First thing i saw as well.. you cant have those "ears" on the case and not try to look like nautilus


----------



## Chris Stark

I like #1 the best although I've never been a huge fan of hooded lugs.

Also, imho the second hand arrow it too large.

Best of luck!


----------



## OvrSteer

If this is the final design... I'm not sure why you need our opinion? Can you please come back and fill us in on the specifications, most notably size, lug width and movement specs? The material used in the bezel?

1 & 3 are the only ones I personally feel look good. I don't like goldtone, and the white dial one fails with white straps (ugly) and black lume (cool but impractical.) The maroon bezel is also a permanent "no" from me; I don't wear anything that color but it could be OK for someone else.

Also, will a date version be offered?


----------



## MechaMind

Nice but a bit too slick in my opinion.
Smooth case , integral transition to strap, all edges are rounded with similar radii. - The dial is a little exception here.
No offence,.. its not bad at all, but I personally like a rock with characterizing edges more than a piece of soap..
There is more to discover.. interest does not drop after the first quick look but increases to discover more detail.
What material would the black (6)case be?.. synthetic stone?


----------



## MechaMind

Nice but a bit too slick in my opinion.
Smooth case , integral transition to strap, all edges are rounded with similar radii. - The dial is a little exception here.
No offence,.. its not bad at all, but I personally like a rock with characterizing edges more than a piece of soap..
There is more to discover.. interest does not drop after the first quick look (and the feeling there is rather everything seen what could be) but increases to discover more detail.
What material would the black (6)case be?.. synthetic stone? Nice idea..


----------



## Georgy_Karas

Karriope said:


> I'm not sure I see the inspiration link, but I feel a bit of Genta-ism here. It's tasteful, I think perhaps the logo marker could be more integrated, it feels like an afterthought. I like the handset, but if you can do bi-color lume I think it might make some sense to have a dimmer or different color lume for the tail pip.

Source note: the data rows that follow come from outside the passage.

PR #151, opened 2015-08-03
Fixes TerrainRenderer test and improves performance. Fixes #148

### LINKED ISSUE #148: Crash in terrainrenderer
There is a crash in the terrainrenderer when scrolling to point 0,0 (or very close) in one of Maqs savegames (can you attach that for reference?)
Nothing to do but scroll to 0,0 (even in pause modus)
I assume wrong offsets/counts in the texture

Flamefire:


MarcusSt:
Would be great to have more pull requests dealing with a single overall idea instead of mixing a lot of different commits into one. That way it is possible to fix bugs (like crashes) quickly without checking a lot of other commits.

Flamefire:
Most of that stuff is related to the Terrainrenderer. And you guys are committing directly into the master. So whats wrong here? Every change in its own commit and the PR to have it checked before it is put in the master. Using multiple PRs would mean multiple branches but I need all changes in one branch, which would incur quite some overhead.

MarcusSt:
1. Feature branches should be used for bigger, _related_ changes. You can then still merge them to a local branch containing all your changes/branches. They can be merged with one pull request.
2. Big pull requests with _unrelated_ commits cause problems:
  * Most of the bugs that got fixed in the recent days and took a lot of time were the results of big pull requests that contained partly unrelated commits. It gets extremely difficult to spot the one change that caused the bug. Take the recent problem with std::set and nofPassiveSoldiers.
  * There is no way to test those easily or at least get an overview over what changed. A pull request only containing changes to one building for example is easier to debug than one that changes about every file there is.
  * Combining structural and logical changes is even more problematic if blame or diff doesn't work any more, as it prevents looking for logical changes that could cause crashes.
  * Even blame and diff are no real help for debugging after thousands of changed lines.
3. Most of our commits have been fixes to new bugs introduced at a single point in time by merging a pull request. All of those have been tested and are somewhat time-critical. Then there's a little difference in commit size. Most of my recent commits were bug fixes of some kind or just really small changes. In my opinion it does not make sense to create a feature branch and make a pull request for only changing a few lines that have been carefully tested. This also has the advantage of having a nightly build containing those changes that gets tested by others as well.

**Yours** (this pull request):
> 37 additions and 40 deletions.
> 289 additions and 312 deletions. 
> 186 additions and 246 deletions. 
> 25 additions and 27 deletions
> 80 additions and 81 deletions. 
> 20 additions and 45 deletions. 
> 104 additions and 104 deletions.
> 6 additions and 6 deletions.
> 45 additions and 36 deletions.
> 15 additions and 15 deletions.
> 13 additions and 16 deletions.
> 163 additions and 186 deletions. 
> Total: 983 additions and 1114 deletions (one pull request).

**Mine:**
> 2 additions and 1 deletion.
> 4 additions and 0 deletions.
> 5 additions and 5 deletions.
> 6 additions and 5 deletions.
> 2 additions and 2 deletions.
> 31 additions and 11 deletions. 
> 11 additions and 1 deletion.
> 7 additions and 5 deletions.
> ...

Flamefire:
But what is the difference between having multiple branches merged into 1 branch and make a PR for that one to having multiple small commits? Or did I got you wrong?
Here are basically 2 branches: TerrainRenderer fixes (first 7 commits + 0a302a4) and random improvements (all others, where each one is a single fix for a single problem without much effect) The latter partly depend on the previous.
I do agree that smaller PRs are better, but this also adds quite some overhead especially if they depend on each other. I try to use small, self-containing commits where possible to improve on testing and stuff.
Most of the changes that you summed up, change a single file, well, REWRITE a single file essentially. If I'd squash them, it would be much smaller...

MarcusSt:
The idea is that if you work on a lot of different things at a time to have feature branches for each of those features/bugs you are working on so they can be merged separately. For testing all of them together, you can still merge them into a single branch.
For me to merge a pull request, I have to go through the changes, check for mistakes, etc. This becomes more difficult the bigger the total number of changes per pull request gets. Therefore, a separate pull request for TerrainRender would have been great. Bug fixes should be checked/merged with a higher priority than changes like 52c6155, which are very prone to slip-ups, as you change a lot of very similar stuff and easily forget a "!", but do not change anything but looks.

Flamefire:
Ok, I'll try to keep them simpler next time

Yeah, can't argue about Genta-ism and etc. definitely we was inspired in some way  Thanks for the idea about dimmer lume on the tail tip of second hand, it's sounds logically


----------



## Georgy_Karas

yankeexpress said:


> What material is the case? I assume 316L.
> What size is the case? I assume 40mm.
> What movement will be powering it? I assume a high-beat Miyota 9015.
> What is the rough price point? I assume $500USD, less for early orders.
> 
> Looks good.


Material is SS 316L, yeah, but also we think about forged carbon as well - for black model 
Size is 41 mm
We are still arguing about Movement, I think more likely it will be NH38A, but also we think about 9015 - what is better for your opinion and why ?



lvt said:


> 1. Why the name Brilon?
> 
> 2. Why no date window?


1. Of course, I can come up with an incredibly deep and long story about brand name which mostly will be a pure lie, that what a lot of brands do. To be true this is just nice and stylish word that in my opinion esthetically corresponds to the core idea of our design. 
2. Because we want to keep it simple for now. In future we will add this option



dspt said:


> seems like you've hidden a crucial element of your "mood board". you had more than 15 case designs, but ended up with one, that looks surprisingly close to an iconic design of another watch company... a simplified version of it, but still very recognizable...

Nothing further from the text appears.